Common Hiring Mistakes
1. Requiring "3+ Years of dbt Experience"
dbt reached mainstream adoption around 2019-2020. More importantly, dbt is a tool—what matters is SQL depth and data modeling experience. Someone with 10 years of data warehouse experience and 6 months of dbt will likely outperform someone with 3 years of dbt but shallow SQL skills.
Better approach: "Experience with dbt or similar transformation tools (Dataform, SQLMesh). Strong SQL and data modeling required."
2. Ignoring SQL Fundamentals for dbt Knowledge
A candidate who knows dbt macros but can't write a window function or explain slowly changing dimensions is limited. dbt is 90% SQL—the other 10% is learnable quickly.
Test this: Give a SQL problem that requires CTEs and window functions. Ask them to explain their approach to modeling a specific business concept.
3. Over-Testing dbt Syntax
Don't quiz candidates on Jinja syntax or specific dbt commands—they can look these up. Instead, test:
- Data modeling decisions ("How would you model subscription revenue for a SaaS product?")
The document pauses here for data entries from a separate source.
PR #2159, opened 2026-08-07
fix(flow-chat): drain stuck bottom whitespace after subagent card collapses

### LINKED ISSUE #2154: FlowChat: bottom whitespace grows after subagent card collapses and only drains on manual scrolling
## Problem

After a subagent (Task) card collapses, the chat viewport keeps a large block of blank space below the last message. The blank area **grows with each subagent card event** and only drains after the user manually scrubs the scroll wheel up and down repeatedly (each round trip consumes only the upward-scroll distance).

Screenshot: the failed "Explore" card is fully collapsed (compact header), the scrollbar thumb sits at the physical bottom, yet ~750-800px of empty background separates the message from the input bar.

## Root cause

Collapse-intent pre-compensation adds provisional footer space (`collapse.px`) before the card shrinks. When the user is at the physical bottom, every settlement path dead-locks:

- `settleCollapseReservationForViewport` / retained quiet settlement compute the geometric minimum for the *current* `scrollTop`, but the synthetic footer itself holds `scrollTop` at the physical bottom, so the minimum recomputes exactly the current reservation (e.g. 786px stays 786px).
- The scroll handler's per-scroll consumption never fires at the physical bottom because `scrollDelta` is 0 (scrollTop is capped by the footer).
- The idle reservation audit settles to the same value, so it cannot help either.

Multiple collapse intents (e.g. several parallel subagent failures) stack provisional estimates on the unsettled reservation (`base = current total compensation`), which is why the whitespace grows monotonically during the session.

## Fix

`convergeBottomReservationsToContentBottom`: when the scroller sits at the physical bottom (within 2px) with no `preserving-element` / `pinned-item` viewport owner and no active collapse intent, clear collapse + pin reservations in one synchronous footer update and fall `scrollTop` to the new content bottom (the delayed browser clamp compensation was hiding). Wired into:

- retained quiet settlement
- collapse-intent finalization (non-pinned strategies)
- idle reservation audit (bottom users only; mid-list readers keep their reading anchor)
- scroll handler: any scroll event at the physical bottom is bottom intent - one pass replaces per-scrub consumption
- collapse-intent accumulation guard: a new provisional estimate no longer stacks on a settled bottom reservation
- input-stack-shrink drain

Also: bound collapse-intent finalize retries (20) so a virtualized sticky-pin target cannot keep the intent active (and auto-follow suspended) forever; intent-window growth consumption is capped at the measured protection line so subagent growth no longer sediments into footer whitespace.

## Verification

Component tests cover bottom convergence (finalize / scroll / audit), negative cases (mid-list, pinned-item, preserving-element must not clear reservations), non-stacking consecutive intents, growth protection during an active intent, and bounded force-settle at mid-list. Requires manual verification with a real streaming session.

YodonTan:
Fixes #2154

## Problem

After a subagent (Task) card collapses, the chat viewport keeps a large block of blank space below the last message. The blank area grows with each subagent card event and only drains after manually scrubbing the scroll wheel (each round trip consumes only the upward-scroll distance). The scrollbar thumb sits at the physical bottom while hundreds of pixels of empty background separate the content from the input bar.

## Root cause

Collapse-intent pre-compensation adds provisional footer space (`collapse.px`) before the card shrinks. When the user is at the physical bottom, every settlement path dead-locks:

- `settleCollapseReservationForViewport` / retained quiet settlement compute the geometric minimum for the *current* `scrollTop`, but the synthetic footer itself holds `scrollTop` at the physical bottom, so the minimum recomputes exactly the current reservation (e.g. 786px stays 786px).
- The scroll handler's per-scroll consumption never fires at the physical bottom because `scrollDelta` is 0 (scrollTop is capped by the footer).
- The idle reservation audit settles to the same value, so it cannot help either.

Multiple collapse intents (e.g. several parallel subagent failures) stack provisional estimates on the unsettled reservation (`base = current total compensation`), which is why the whitespace grows monotonically during the session. Repeated up/down scrub cycles only consumed the upward-scroll distance per round trip.

## Changes

- **`convergeBottomReservationsToContentBottom`**: when the scroller sits at the physical bottom (within 2px) with no `preserving-element` / `pinned-item` viewport owner and no active collapse intent, clear collapse + pin reservations in one synchronous footer update and fall `scrollTop` to the new content bottom (the delayed browser clamp that compensation was hiding). Wired into:
  - retained quiet settlement (`settleRetainedCollapseRange`)
  - collapse-intent finalization (non-pinned strategies)
  - the idle reservation audit - bottom users only; mid-list readers keep their reading anchor (the audit no longer releases a preserved element anchor for mid-list readers)
  - the scroll handler: any scroll event at the physical bottom is bottom intent - one pass replaces per-scrub consumption
  - the collapse-intent accumulation guard: a new provisional estimate no longer stacks on a settled bottom reservation
  - the input-stack-shrink drain
- **Bound collapse-intent finalize retries** (max 20): a virtualized sticky-pin target can no longer keep the intent active (and auto-follow suspended) forever.
- **Intent-window growth consumption** is capped at the measured protection line so subagent growth no longer sediments into footer whitespace.
- **CSS**: `overflow-wrap: anywhere` + `min-width: 0` on subagent projection text and task card headers so long unbroken tokens wrap inside the card instead of widening the layout.

## Tests

New component tests in `VirtualMessageList.session-boundary.test.tsx`:
- bottom convergence on finalize / scroll / idle audit at the physical bottom
- negative cases: mid-list readers, pinned-item and preserving-element viewports must NOT clear reservations
- consecutive collapse intents do not stack provisional estimates
- growth during an active collapse intent only consumes provisional inflation (protection line kept)
- bounded force-settle to the geometric minimum at mid-list
- `data-reservation-px` footer diagnostics

All flow_chat modern + tool-cards tests pass (376), `type-check:web` and ESLint are clean.

## Manual verification

Verified with a real streaming session: long-title subagent failures collapse without leaving bottom whitespace, repeated failures no longer accumulate blank space, and the viewport settles to the content bottom without scrub-wheel workarounds.

### DIFF
--- a/src/web-ui/src/flow_chat/components/modern/FLOWCHAT_SCROLL_STABILITY.md
+++ b/src/web-ui/src/flow_chat/components/modern/FLOWCHAT_SCROLL_STABILITY.md
@@ -114,6 +114,15 @@ measurement convergence has no such owner. An idle measurement with no owner
 must only rebase the measured height and must never create Footer space from a
 negative `scrollHeight` delta alone.
 
+Owners are bounded by an idle reservation audit: while no streaming, collapse
+intent, retained anchor, or viewport owner is active and the user has been idle
+past `RETAINED_COLLAPSE_RELEASE_QUIET_MS`, `VirtualMessageList` settles the
+collapse reservation to its geometric minimum for the current scroll position
+and drops sticky pins whose target is no longer the latest turn. This is a
+safety net, not a release mechanism: a legitimate owner that still needs its
+range keeps it, but a stuck owner can no longer accumulate synthetic tail
+whitespace across audit intervals.
+
 Reservation state is ref-owned first and mirrored into React state. A Virtuoso
 Footer remount must synchronously read the ref-owned value; otherwise one stale
 React commit can remove exactly the reserved scroll range for a frame.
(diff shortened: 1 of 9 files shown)


wsp1911:
flowchat正在重构，暂不接受合入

- Quality thinking ("How do you catch data issues before they reach dashboards?")
- Stakeholder communication ("A product manager says the numbers look wrong—walk me through your process")
4. Missing the Collaboration Aspect
Analytics Engineers work with stakeholders more than most data roles. A technically strong candidate who can't explain data concepts to non-technical users or gather requirements effectively will struggle. Include behavioral questions about stakeholder communication.
5. Conflating dbt with Data Engineering
dbt is transformation, not the entire data stack. If you need someone to build extraction pipelines, manage Airflow DAGs, or handle Spark jobs, dbt expertise alone isn't enough. Be clear about whether you need an Analytics Engineer or a Data Engineer who also knows dbt.